▸ Entries shown:
Start of Block
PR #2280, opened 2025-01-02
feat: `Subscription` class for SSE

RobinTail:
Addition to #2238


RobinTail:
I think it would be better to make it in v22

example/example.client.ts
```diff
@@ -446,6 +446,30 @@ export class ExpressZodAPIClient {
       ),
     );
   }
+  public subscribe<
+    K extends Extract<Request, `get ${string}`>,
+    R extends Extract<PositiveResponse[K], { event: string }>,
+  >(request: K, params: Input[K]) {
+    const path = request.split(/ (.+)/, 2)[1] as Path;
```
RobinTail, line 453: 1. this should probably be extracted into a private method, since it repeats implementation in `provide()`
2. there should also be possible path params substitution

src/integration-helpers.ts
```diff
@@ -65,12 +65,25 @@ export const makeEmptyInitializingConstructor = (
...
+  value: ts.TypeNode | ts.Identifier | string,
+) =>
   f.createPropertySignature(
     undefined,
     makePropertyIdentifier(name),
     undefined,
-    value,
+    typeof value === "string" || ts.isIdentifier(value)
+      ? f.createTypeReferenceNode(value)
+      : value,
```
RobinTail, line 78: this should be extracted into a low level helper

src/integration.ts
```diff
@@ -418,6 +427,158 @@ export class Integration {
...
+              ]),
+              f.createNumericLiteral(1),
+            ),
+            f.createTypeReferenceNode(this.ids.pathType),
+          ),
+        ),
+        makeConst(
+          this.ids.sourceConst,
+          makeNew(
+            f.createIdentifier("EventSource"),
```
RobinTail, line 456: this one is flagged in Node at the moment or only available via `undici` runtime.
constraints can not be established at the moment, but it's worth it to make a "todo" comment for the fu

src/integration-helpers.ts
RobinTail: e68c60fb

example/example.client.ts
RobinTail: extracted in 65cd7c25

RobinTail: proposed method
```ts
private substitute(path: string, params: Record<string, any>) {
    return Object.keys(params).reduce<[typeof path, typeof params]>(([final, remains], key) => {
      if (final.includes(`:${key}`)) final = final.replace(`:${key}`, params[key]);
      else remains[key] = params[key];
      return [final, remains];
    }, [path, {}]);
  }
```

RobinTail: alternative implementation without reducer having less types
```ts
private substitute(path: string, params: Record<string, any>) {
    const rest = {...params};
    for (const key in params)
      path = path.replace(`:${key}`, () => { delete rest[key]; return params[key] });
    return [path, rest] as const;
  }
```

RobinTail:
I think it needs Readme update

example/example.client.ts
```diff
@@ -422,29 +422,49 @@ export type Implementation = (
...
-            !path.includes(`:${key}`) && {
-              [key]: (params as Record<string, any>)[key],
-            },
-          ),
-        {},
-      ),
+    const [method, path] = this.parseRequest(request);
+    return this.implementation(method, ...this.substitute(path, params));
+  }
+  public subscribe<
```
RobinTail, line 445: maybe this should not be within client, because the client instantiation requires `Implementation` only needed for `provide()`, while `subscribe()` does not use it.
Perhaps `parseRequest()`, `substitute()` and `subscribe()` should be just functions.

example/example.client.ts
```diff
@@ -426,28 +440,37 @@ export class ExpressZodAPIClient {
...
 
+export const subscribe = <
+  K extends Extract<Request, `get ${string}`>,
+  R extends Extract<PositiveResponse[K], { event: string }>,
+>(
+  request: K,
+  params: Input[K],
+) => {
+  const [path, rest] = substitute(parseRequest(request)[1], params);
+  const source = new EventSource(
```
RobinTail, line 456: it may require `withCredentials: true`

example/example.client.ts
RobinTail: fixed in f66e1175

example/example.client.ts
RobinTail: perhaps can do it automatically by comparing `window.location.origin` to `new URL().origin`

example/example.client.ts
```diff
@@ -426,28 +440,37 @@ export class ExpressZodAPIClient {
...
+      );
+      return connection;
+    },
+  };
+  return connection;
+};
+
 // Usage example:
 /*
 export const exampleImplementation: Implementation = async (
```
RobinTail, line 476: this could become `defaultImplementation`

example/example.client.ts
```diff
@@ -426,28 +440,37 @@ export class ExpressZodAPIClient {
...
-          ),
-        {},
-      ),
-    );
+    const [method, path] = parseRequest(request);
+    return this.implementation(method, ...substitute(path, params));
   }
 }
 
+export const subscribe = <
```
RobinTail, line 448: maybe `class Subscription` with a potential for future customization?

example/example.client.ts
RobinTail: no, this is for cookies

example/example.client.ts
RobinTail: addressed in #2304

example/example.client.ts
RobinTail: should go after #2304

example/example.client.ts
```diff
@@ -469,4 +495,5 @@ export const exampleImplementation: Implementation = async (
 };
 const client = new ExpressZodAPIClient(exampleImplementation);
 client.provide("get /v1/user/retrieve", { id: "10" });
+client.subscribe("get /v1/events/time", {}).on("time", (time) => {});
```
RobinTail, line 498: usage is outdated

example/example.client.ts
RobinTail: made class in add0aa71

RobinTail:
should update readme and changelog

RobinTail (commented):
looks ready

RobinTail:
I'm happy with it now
End of Block
Start of Block
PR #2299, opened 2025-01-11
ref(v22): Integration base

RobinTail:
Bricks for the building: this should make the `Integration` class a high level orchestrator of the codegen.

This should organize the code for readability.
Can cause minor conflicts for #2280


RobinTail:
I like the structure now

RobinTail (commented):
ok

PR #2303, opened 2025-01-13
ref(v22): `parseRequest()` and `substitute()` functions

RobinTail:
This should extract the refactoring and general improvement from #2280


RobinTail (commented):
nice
End of Block
▸ Your task: Every line that holds the word "value" should be copied from the records above.

▸ Solution to the problem:
+  value: ts.TypeNode | ts.Identifier | string,
-    value,
+    typeof value === "string" || ts.isIdentifier(value)
+      ? f.createTypeReferenceNode(value)
+      : value,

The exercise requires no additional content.